Lewontin is ook auteur of co-auteur van ongeveer 300 papers en artikelen en 17 boeken, waarvan vele voor niet-wetenschappers. Een van de oprichters van Science for the People, Lewontin heeft het tot zijn missie gemaakt om populaire misvattingen over genetica te corrigeren. In de edities van 1982 en 1995 van zijn Human Diversity, bijvoorbeeld, hij betoogde dat genetische verschillen tussen rassen niet veel groter zijn dan die tussen willekeurig gekozen mensen binnen een bepaald ras. De eerste editie was voornamelijk gebaseerd op studies van eiwitpolymorfismen, of meerdere vormen van eiwitten, om pogingen te ontkrachten om alle dierlijk en menselijk gedrag te verklaren op basis van evolutionaire principes. De tweede editie bevatte ondersteuning voor zijn argument uit recente DNA-analyses.

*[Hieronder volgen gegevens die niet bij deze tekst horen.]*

PR #927, opened 2024-10-20
PSR-1510 copy over of data from previous TY and clear out of details

cyeniceri:


app/controllers/OverviewController.scala
```diff
@@ -233,29 +253,43 @@ class OverviewController @Inject()(
...
+          case _ =>
+            val yearFrom = LocalDate.parse(taxYear)
+            val yearTo = yearFrom.plusYears(1).minusDays(1)
+            val dateRange = DateRange(yearFrom, yearTo)
+            for {
+              userAnswers <- Future.fromTry(request.userAnswers.set(WhichTaxYearPage(srn), dateRange))
+              _ <- saveService.save(userAnswers.copy(id = UNCHANGED_SESSION_PREFIX + userAnswers.id))
+              _ <- saveService.save(userAnswers)
+            } yield {
+              Redirect(controllers.routes.WhatYouWillNeedController.onPageLoad(srn, "", taxYear, version))
```
kberec, line 289: We might need to conditionally redirect to a different URL here in case of pre-population. Do we have the information that the pre-population has just happened?

app/controllers/OverviewController.scala
```diff
@@ -47,8 +49,8 @@ class OverviewController @Inject()(
   config: FrontendAppConfig,
   identify: IdentifierAction,
   allowAccess: AllowAccessActionProvider,
-  getData: DataRetrievalAction,
   createData: DataCreationAction,
+  prePopData: PrePopDataAction,
```
kberec, line 53: Just to avoid confusion, would it be possible not to abbreviate this? I.e. use `prePopulatedData: PrePopulationDataAction` or similar here...

app/controllers/OverviewController.scala
cyeniceri: We can understand it if `lastSubmittedPsrFbInPreviousYears` is not None. That means we are going to read prepop data from etmp.

I separated the logic from SIPP. Do you think it is correct ?

app/controllers/OverviewController.scala
```diff
@@ -110,10 +112,28 @@ class OverviewController @Inject()(
                 messages("site.continue")
               )
             } else {
+              val lastSubmittedPsrFbInPreviousYears =
+                versionsForYears
+                  .filter(x => LocalDate.parse(x.startDate) < yearFrom)
```
kberec, line 117: Would it be better to explicitly search for current tax year - 1  here? In that case the located data would be always from the previous year

app/controllers/OverviewController.scala
kberec: I think it is ok If we can conditionally redirect and use this later on in the UI flow to distinguish pro-population.

app/controllers/OverviewController.scala
cyeniceri: yeah but what happens if we have a gap year ? That's why I used this logic. I remember we asked this to Josh and he said this is not clear however the most recent submission must be used for the population. lastSubmittedPsrFbInPreviousYears logic must guarantee it.

kberec: I've asked this question again, let's see if this is more clear now from UX perspective.

app/controllers/OverviewController.scala
```diff
@@ -233,29 +253,43 @@ class OverviewController @Inject()(
...
+                .addingToSession(Constants.TAX_YEAR -> taxYear)
+                .addingToSession(Constants.VERSION -> version)
+            )
+          case _ =>
+            val yearFrom = LocalDate.parse(taxYear)
+            val yearTo = yearFrom.plusYears(1).minusDays(1)
+            val dateRange = DateRange(yearFrom, yearTo)
+            for {
+              userAnswers <- Future.fromTry(request.userAnswers.set(WhichTaxYearPage(srn), dateRange))
+              _ <- saveService.save(userAnswers.copy(id = UNCHANGED_SESSION_PREFIX + userAnswers.id))
```
kberec, line 286: Maybe I misunderstood something, but I'm struggling to find where does `request.prePopUserAnswers` got copied over to request.userAnswers. Should this happen here?

app/controllers/actions/PrePopDataAction.scala
```diff
@@ -0,0 +1,76 @@
...
+              prePopReturn <- psrRetrievalService.getAndTransformStandardPsrDetails(
+                optFbNumber = Some(lastSubmittedPsrFbInPreviousYears),
+                fallBackCall = controllers.routes.OverviewController.onPageLoad(existingDataRequest.srn)
+              )(
+                hc = implicitly,
+                ec = implicitly,
+                request = DataRequest[A](allowedAccessRequest, emptyUserAnswers(allowedAccessRequest))
+              )
+              cleanedPrePopUa = cleanUpPrePop(prePopReturn)
+              _ <- sessionRepository.set(cleanedPrePopUa.copy(id = PREPOP_PREFIX + prePopReturn.id))
```
kberec, line 56: Should the prePopulated UA get deleted somewhere. Now if you navigate back to the overview page on the UI and go down on the View and change route, request.prePopUserAnswers is still there.

app/controllers/OverviewController.scala
cyeniceri: It's not copied over yet. After cleaning up either we can copy `request.prePopUserAnswers` into currentUA and (delete `request.prePopUserAnswers` or keep it here )

app/controllers/actions/PrePopDataAction.scala
cyeniceri: If I consider this question and above one together, we may copy and paste over current UA and delete the prepopUA in PrePopulationDataAction. What do you think ?

app/controllers/OverviewController.scala
kberec: There is some ongoing discussion about this, we're going to keep this as is for now until that is resolved.
Could you please add a comment @cyeniceri so we can easily identify this later on, in case we need to changed it? E.g. something like `\\ this logic assumes gap years are allowed in pre-population`

app/controllers/actions/PrePopDataAction.scala
kberec: I'm not sure. If we are deleting it immediately, what is the point of having `request.prePopulationUserAnswers`? Cannot we just populate request.userAnswers directly?

kberec: We agreed to copy over `request.prePopulationUserAnswers` to `request.userAnswers` and delete `request.prePopulationUserAnswers` after the cleanup (deletion of data that not needed in the new return).

app/controllers/OverviewController.scala
kberec: We discussed with @cyeniceri and agreed to have a flag saved somewhere (e.g. request or mongo) to indicate that this return is a pre-population.
The value of this flag would be populated on "Start" and on "Continue" link too.
This value could be re-used later on for a conditional navigation and/or the task list/cya pages to dictate if this is a pre-population. FYI @westwater @ccatosdevelopment @narendrapaduchuri .

kberec: Related: https://github.com/hmrc/pension-scheme-return-frontend/pull/930#discussion_r1810634372

kberec:
@cyeniceri I'm closing as it is replaced by https://github.com/hmrc/pension-scheme-return-frontend/pull/946, please check if this was right

PR #930, opened 2024-10-22
PSR-1510 list page

westwater:


app/viewmodels/models/ListViewModel.scala
```diff
@@ -42,33 +45,55 @@ object ListRow {
...
-      view = Some(ListRowNoLink(value))
+      view = Some(ListRowNoLink(value)),
+      check = None
     )
 }
 
 case class ListViewModel(
   inset: DisplayMessage,
-  rows: List[ListRow],
+  sections: List[Section],
```
westwater, line 82: main change - list pages now have a list of sections instead of rows, each section is just a heading and a list of rows. This can be expanded to house section specific elements like pagination if needed later on

app/views/ListView.scala.html
```diff
@@ -55,35 +55,45 @@ <h1 class="govuk-heading-l">@renderMessage(viewmodel.heading)</h1>
...
-                            value.change.map(change => ListWithActionsActionViewModel(messages("site.change"), change.url)
-                            .withVisuallyHiddenText(change.hiddenText.toMessage)).toList ++
-                                    value.remove.map(remove => ListWithActionsActionViewModel(messages("site.remove"), remove.url)
-                                    .withVisuallyHiddenText(remove.hiddenText.toMessage)).toList ++
-                                    value.view.map {
-                                        case ListRowLink(url, hiddenText) => ListWithActionsActionViewModel(messages("site.view"), url)
-                                        .withVisuallyHiddenText(hiddenText.toMessage)
-                                        case ListRowNoLink(text) => ListWithActionsActionViewModel.noLink(renderMessage(text))
-                                    }.toList
+            @viewmodel.page.sections.map { section =>
```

Andere boeken van Lewontin zijn An Introduction to Genetic Analysis (2000) en The Triple Helix:Gene, Organisme, en Milieu (2000), wiens centrale stelling is dat genen, organismen, en omgeving moeten niet als afzonderlijke entiteiten worden beschouwd. Het is niet noodzakelijk zo, een verzameling van negen essays die eerder zijn gepubliceerd in The New York Review of Books, verscheen ook in 2000.
Hij werd in 1968 verkozen tot lid van de National Academy of Sciences, maar nam drie jaar later ontslag.